AIM OF THE EXERCISE → Wherever a line in the records contains the word "github", return that line.

(Stored items)
┌──

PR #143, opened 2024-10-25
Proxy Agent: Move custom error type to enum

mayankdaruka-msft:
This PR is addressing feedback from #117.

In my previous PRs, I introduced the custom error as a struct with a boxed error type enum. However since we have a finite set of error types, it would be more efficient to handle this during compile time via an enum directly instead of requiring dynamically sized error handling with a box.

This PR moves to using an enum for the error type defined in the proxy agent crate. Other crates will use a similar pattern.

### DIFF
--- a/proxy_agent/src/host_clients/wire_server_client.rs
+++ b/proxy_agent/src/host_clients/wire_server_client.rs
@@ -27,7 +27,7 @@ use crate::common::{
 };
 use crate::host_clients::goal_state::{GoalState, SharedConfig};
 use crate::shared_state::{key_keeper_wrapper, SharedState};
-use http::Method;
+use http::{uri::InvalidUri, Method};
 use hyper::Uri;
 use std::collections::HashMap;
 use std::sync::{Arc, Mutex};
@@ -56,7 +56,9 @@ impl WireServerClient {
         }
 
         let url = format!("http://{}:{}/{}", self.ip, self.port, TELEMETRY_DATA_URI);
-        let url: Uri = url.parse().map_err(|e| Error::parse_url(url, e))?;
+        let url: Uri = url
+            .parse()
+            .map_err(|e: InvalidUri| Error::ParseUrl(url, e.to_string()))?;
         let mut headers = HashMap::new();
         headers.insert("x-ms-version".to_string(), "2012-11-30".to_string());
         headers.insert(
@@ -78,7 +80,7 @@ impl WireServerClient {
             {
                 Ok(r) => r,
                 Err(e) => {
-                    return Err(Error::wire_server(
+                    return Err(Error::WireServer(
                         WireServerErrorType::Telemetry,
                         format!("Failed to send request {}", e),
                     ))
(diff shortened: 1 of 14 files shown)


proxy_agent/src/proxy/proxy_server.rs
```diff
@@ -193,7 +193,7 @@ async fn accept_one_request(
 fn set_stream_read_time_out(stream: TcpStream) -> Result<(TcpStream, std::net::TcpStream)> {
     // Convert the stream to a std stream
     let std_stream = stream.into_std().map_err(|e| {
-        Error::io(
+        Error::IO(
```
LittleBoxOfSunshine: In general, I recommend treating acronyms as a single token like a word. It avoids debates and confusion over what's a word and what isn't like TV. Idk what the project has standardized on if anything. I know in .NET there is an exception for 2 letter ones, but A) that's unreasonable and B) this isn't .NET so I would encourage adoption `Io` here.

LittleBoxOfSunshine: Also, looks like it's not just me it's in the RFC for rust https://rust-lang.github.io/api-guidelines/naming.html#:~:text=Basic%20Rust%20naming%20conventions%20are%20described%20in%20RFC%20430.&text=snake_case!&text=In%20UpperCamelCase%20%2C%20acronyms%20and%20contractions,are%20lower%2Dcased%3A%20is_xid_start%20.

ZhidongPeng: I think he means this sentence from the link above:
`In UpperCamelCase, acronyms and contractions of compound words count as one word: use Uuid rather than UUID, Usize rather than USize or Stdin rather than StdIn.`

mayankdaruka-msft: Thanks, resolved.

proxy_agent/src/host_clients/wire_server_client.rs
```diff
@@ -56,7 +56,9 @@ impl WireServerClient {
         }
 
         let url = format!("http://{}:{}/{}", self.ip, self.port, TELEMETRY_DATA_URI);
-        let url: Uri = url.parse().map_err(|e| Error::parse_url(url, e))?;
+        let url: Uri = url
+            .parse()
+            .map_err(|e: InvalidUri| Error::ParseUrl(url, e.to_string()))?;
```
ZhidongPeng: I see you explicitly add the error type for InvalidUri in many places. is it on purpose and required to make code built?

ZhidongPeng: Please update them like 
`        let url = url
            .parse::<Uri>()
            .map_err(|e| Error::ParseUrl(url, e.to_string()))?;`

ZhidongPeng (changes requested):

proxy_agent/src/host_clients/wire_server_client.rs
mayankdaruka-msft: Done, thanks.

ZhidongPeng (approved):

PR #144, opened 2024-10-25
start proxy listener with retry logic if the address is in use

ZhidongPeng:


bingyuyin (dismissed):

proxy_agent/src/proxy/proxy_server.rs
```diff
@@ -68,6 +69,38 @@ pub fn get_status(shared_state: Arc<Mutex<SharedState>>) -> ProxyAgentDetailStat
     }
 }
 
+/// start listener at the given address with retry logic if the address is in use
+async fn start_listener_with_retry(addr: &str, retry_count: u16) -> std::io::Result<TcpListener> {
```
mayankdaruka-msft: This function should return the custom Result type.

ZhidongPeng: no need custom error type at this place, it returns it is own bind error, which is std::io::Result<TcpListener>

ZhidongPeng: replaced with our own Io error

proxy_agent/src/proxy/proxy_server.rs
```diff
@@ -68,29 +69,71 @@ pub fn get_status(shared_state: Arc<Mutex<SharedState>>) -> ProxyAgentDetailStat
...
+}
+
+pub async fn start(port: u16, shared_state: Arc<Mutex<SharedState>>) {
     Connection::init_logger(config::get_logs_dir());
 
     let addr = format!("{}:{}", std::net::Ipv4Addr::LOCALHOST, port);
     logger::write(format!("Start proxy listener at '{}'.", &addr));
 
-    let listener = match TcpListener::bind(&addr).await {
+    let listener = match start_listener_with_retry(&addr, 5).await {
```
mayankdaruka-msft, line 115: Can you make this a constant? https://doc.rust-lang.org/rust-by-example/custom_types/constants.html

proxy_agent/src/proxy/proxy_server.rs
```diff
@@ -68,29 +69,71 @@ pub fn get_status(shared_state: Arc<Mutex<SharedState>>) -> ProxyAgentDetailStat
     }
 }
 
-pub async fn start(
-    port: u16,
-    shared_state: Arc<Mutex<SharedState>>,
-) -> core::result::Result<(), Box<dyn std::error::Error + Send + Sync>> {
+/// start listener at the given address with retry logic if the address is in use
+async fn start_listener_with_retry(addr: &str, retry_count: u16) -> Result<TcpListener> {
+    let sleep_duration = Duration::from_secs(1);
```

└──
┌──

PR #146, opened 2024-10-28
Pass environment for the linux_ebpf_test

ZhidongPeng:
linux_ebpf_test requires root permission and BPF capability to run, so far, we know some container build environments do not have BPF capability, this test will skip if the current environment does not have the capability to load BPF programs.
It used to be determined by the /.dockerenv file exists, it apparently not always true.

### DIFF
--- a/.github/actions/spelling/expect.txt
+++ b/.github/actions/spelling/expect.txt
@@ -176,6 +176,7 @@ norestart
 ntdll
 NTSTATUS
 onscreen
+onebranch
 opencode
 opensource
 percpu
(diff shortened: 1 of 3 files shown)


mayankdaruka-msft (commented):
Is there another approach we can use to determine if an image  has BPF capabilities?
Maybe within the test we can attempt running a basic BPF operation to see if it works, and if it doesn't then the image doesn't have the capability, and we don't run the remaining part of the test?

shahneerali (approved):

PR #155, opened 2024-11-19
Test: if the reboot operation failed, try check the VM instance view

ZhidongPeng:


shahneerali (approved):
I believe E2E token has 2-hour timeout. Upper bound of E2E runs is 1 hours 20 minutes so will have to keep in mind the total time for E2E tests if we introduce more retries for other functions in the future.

└──

TASK RESULT →
LittleBoxOfSunshine: Also, looks like it's not just me it's in the RFC for rust https://rust-lang.github.io/api-guidelines/naming.html#:~:text=Basic%20Rust%20naming%20conventions%20are%20described%20in%20RFC%20430.&text=snake_case!&text=In%20UpperCamelCase%20%2C%20acronyms%20and%20contractions,are%20lower%2Dcased%3A%20is_xid_start%20.
--- a/.github/actions/spelling/expect.txt
+++ b/.github/actions/spelling/expect.txt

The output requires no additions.